Intensity and Scale Adjustable Edge-Preserving Smoothing Filter

Edge-preserving smoothing is crucial in image processing for removing noise and fine textures while maintaining significant structures. This paper focuses on filter-based methods due to their computational efficiency and ease of implementation. Edges contain essential information defining object boundaries and texture details, characterized by both intensity and scale. Traditional filters, such as the bilateral, domain transform, and guided filters, primarily rely on edge intensity without the ability to adjust scale. This limitation prevents them from effectively smoothing small-scale textures while preserving significant structures.
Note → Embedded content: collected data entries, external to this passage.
PR #1068, opened 2018-04-19
ENT-3730 Fix variable used for redis conf file

nickanderson:
This conf file variable was moved into another bundle as part of some
refactoring to enable a more plugable policy update model for users to override with their own.


olehermanse:
Tested, works!

nickanderson:
No backport necessary. ticket updated accordingly.

PR #1095, opened 2018-05-23
CFE-2827 Slackware package module support

victorqrt:


nickanderson:
Thanks for this. Will you also update the docs for the default package modules?

https://github.com/cfengine/documentation/blob/master/reference/promise-types/packages.markdown#package-modules-out-of-the-box

nickanderson:
CI failed on trailing whitespace:

```
modules/packages/slackpkg:162:        ls -l /var/log/packages/ |sed -e 's/.* \([^ ]\+\)-\([_a-w0-9.?]\+\)-\(.*\)-.*/Name=\1\'$'\nVersion=\\2\\nArchitecture=\\3/'  
FAIL: trailing whitespace was found
```

VictorQrt:
Done.
I know, but the idea here is to make the module work on (very) minimal slackware installs...

modules/packages/slackpkg
```diff
@@ -0,0 +1,188 @@
...
+    read_options
+fi
+
+case "${CMD}" in
+    get-package-data)
+        get_package_data
+        ;;
+    list-installed)
+        ls -l /var/log/packages/ |sed -e 's/.* \([^ ]\+\)-\([_a-w0-9.?]\+\)-\(.*\)-.*/Name=\1\'$'\nVersion=\\2\\nArchitecture=\\3/'
+        ;;
```
craigcomstock: I tried the basic nmap absent example you give in the docs PR https://github.com/cfengine/documentation/pull/1823 and get some errors.

```
root@slackami:/var/cfengine/masterfiles# vim services/main.cf
root@slackami:/var/cfengine/masterfiles# cf-promises services/main.cf
root@slackami:/var/cfengine/masterfiles# cf-agent -Klf update.cf
root@slackami:/var/cfengine/masterfiles# cf-agent -KI
   error: Unsupported response from package module: total 13276
   error: Unsupported response from package module: -rw-r--r-- 1 root root   10515
Feb 22  2014 bind-9.9.3_P2-x86_64-1
   error: Unsupported response from package module: -rw-r--r-- 1 root root    1443
Feb 22  2014 cdparanoia-III_10.2-x86_64-1
   error: Unsupported response from package module: -rw-r--r-- 1 root root    1879
Feb 22  2014 dhcp-4.2.5_P1-x86_64-1
    info: Error updating packages cache.
    info: Some error occurred while updating available updates cache.
   error: Can not update cache.
   error: Unsupported response from package module: total 13232
   error: Unsupported response from package module: -rw-r--r-- 1 root root   10515
Feb 22  2014 bind-9.9.3_P2-x86_64-1
   error: Unsupported response from package module: -rw-r--r-- 1 root root    1443
Feb 22  2014 cdparanoia-III_10.2-x86_64-1
   error: Unsupported response from package module: -rw-r--r-- 1 root root    1879
Feb 22  2014 dhcp-4.2.5_P1-x86_64-1
    info: Error updating packages cache.
    info: Can not update installed packages cache after package installation
   error: Error removing package 'nmap'
```

I'm wondering if you could change the version capture to ```([_a-zA-Z0-9.?]+)``` and somehow get rid of the ```total 13232``` output of ls -l maybe with a ```grep -v "^total"``` in between the ls and sed commands? So something like

```ls -l /var/log/packages/ | grep -v "^total" |sed -e 's/.* \([^ ]\+\)-\([_a-zA-Z0-9.?]\+\)-\(.*\)-.*/Name=\1\'$'\nVersion=\\2\\nArchitecture=\\3/'```

That change fixes things up for me pretty well.
+        ;;

File: modules/packages/slackpkg [hunk 2]
```diff
@@ -0,0 +1,188 @@
...
+        case "${CMD}" in
+            repo-install)
+                slackpkg -dialog=off -batch=on -default_answer=yes install ${PKG} 2>/dev/null >/dev/null
+                ;;
+            file-install)
+                installpkg ${PKG} 2>/dev/null >/dev/null
+                ;;
+            remove)
+                slackpkg -dialog=off -batch=on -default_answer=yes remove ${PKG} 2>/dev/null >/dev/null
+                ;;
```
craigcomstock: I was playing around with install/remove of bsd-games either by repo or file and it seems install/remove works fine for repo but only install works for file.

```
"/tmp/bsd-games-2.13-x86_64-12.txz"
#"bsd-games"
#  policy => "present",
  policy => "absent",
  package_module => slackpkg;
```

Can you test this out and see what might be wrong? Or if you can even reproduce my results?

modules/packages/slackpkg
VictorQrt: Fixed this by changing the ls option to -1, this gives less output for sed to filter and simplifies the regex. Also changed the version capture as you recommended. Strangely this issue never occured to me..

VictorQrt:
Amended the commit

modules/packages/slackpkg
craigcomstock: You know I suppose you are right. What you have currently does conform to the docs so let's go with that. Intuitively I think it makes sense for day-to-day use. The case I was trying is more of a testing-centric case than an everyday use case. :+1:

PR #1100, opened 2018-06-12
make package name matching more accurate

snltd:
The regex matching in `get_package_data()` is too loose. For instance, a promise to install the `gmp` package resulted in `gmp-api` being installed. Because:

```
$ pkgin -pP avail | grep ^gmp-                
gmp-6.1.2;Library for arbitrary precision arithmetic
gmp-api-38.0;Headers for developing Gecko Media Plugins
```

We now look for `Name-[0-9]` in the available package list. The regex can't be any tighter than that, as it seems pretty much any character is allowed in the version number. So `File-[0-9\.]*;` will miss packages like `gmpc-tagedit-11.8.16nb8`.

### DIFF
--- a/modules/packages/pkgsrc
+++ b/modules/packages/pkgsrc
@@ -102,7 +102,7 @@ get_package_data () {
         # or version, return nothing.
         # There's possibly a bug here because we're already emitting that the
         # PackageType is repo.
-        parse_pkg_data "$(pkgin -pP avail | grep "^${File}-" | grep "$Version;" | sort -n | tail -1)" | grep Name
+        parse_pkg_data "$(pkgin -pP avail | grep "^${File}-[0-9]" | grep "$Version;" | sort -n | tail -1)" | grep Name
     fi
 }
 


cf-bottom:

craigcomstock:
I took a look at debian and redhat package naming conventions and agree that your change seems reasonable.

https://www.debian.org/doc/manuals/debian-faq/ch-pkg_basics.en.html
https://fedoraproject.org/wiki/Packaging:Naming
https://fedoraproject.org/wiki/Packaging:Versioning

For FreeBSD it seems it will work as well
```The package name is defined as ${PKGNAMEPREFIX}${PORTNAME}${PKGNAMESUFFIX}-${PORTVERSION}.```
 from https://www.freebsd.org/doc/en/books/porters-handbook/makefile-naming.html

It would be great if we could test this change with all of the currently supported package modules: apt_get, freebsd_ports, nimclient, pkg, pkgsrc, yum and zypper

https://github.com/cfengine/masterfiles/tree/master/modules/packages

We do have some unit and acceptance tests already in 

https://github.com/cfengine/masterfiles/tree/master/tests

So I will trigger a build internally where we can test several of these platforms with our test suite.

craigcomstock:
@snltd our internal builds seemed to work well on a variety of platforms: rhel, debian, ubuntu, solaris and a few other exotics.

@olehermanse or @vpodzime could you double check this PR? I know it is a very small change but it seems it could have a big impact so want a second set of eyes to look. Thanks!

craigcomstock:
@snltd thanks for the contribution!

craigcomstock:
I tried to cherry pick to 3.7.x and found that pkgsrc was not present in that branch so didn't seem like a good candidate for back porting. @olehermanse

PR #1105, opened 2018-06-20
Store the epoch of packages in cache db with zypper

amousset:
When a package has an epoch, in order to install the precise version
with zypper, it is required to write the complete version `epoch:version`
and `version` alone is not understood.

But currently the installed package cache does not store the
epoch, and a package with an epoch in the version will never be considered
as present.

This commits adds the `${epoch}:` before the version of the package
in the installed package database, allowing to install and
properly detect the package.


craigcomstock:
Thanks! We will review soon.

PR #1106, opened 2018-06-25
ENT-3883 Fix variables so that cfengine services start on windows

nickanderson:


nickanderson:
Approved by @craigcomstock

PR #1125, opened 2018-07-11
CFE-2860 Specify scope => "namespace" when using persistent classes

nickanderson:
If scope is not set to namespace, then info messages are emitted and the class
is automatically scoped to namespace. This change prevents annoying messages and
retains the same behavior.

(cherry picked from commit fc029033785a82ab0f742741722e335a523d9681)


nickanderson:
The patch passed in master, 3.12, and 3.7. The failure for this pr must be something unrelated.

PR #2813, opened 2023-12-28
Check if cf-apache.service is active to see if it's systemd-managed

vpodzime:
We don't enable the cf-apache.service, it's started by the cfengine3 umbrella service as its (weak) dependency. So only the cfengine3 service is enabled normally.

To address this limitation, we propose an edge-preserving smoothing filter that enables real-time control of both edge intensity and scale. Our method introduces a novel metric based on the variance of pixel values within patches to quantitatively assess regional flatness at a specific scale. The fundamental idea is to smooth patches at a specific scale to remove smaller-scale details while preserving larger-scale structures. Each pixel is assigned a weighted average of the smoothed results from multiple overlapping patches, with the weights determined by the inverse of the patch variances. This approach allows adaptive filtering that effectively smooths textures while preserving significant edges. Experimental comparisons with conventional methods demonstrate that our proposed filter efficiently removes textures and noise while preserving significant edges. By providing immediate visual feedback, our method allows rapid adjustments of both scale and intensity, making it suitable for real-time applications. Future work will focus on adaptive scale control to develop a texture suppression filter adaptable to diverse image structures and textures.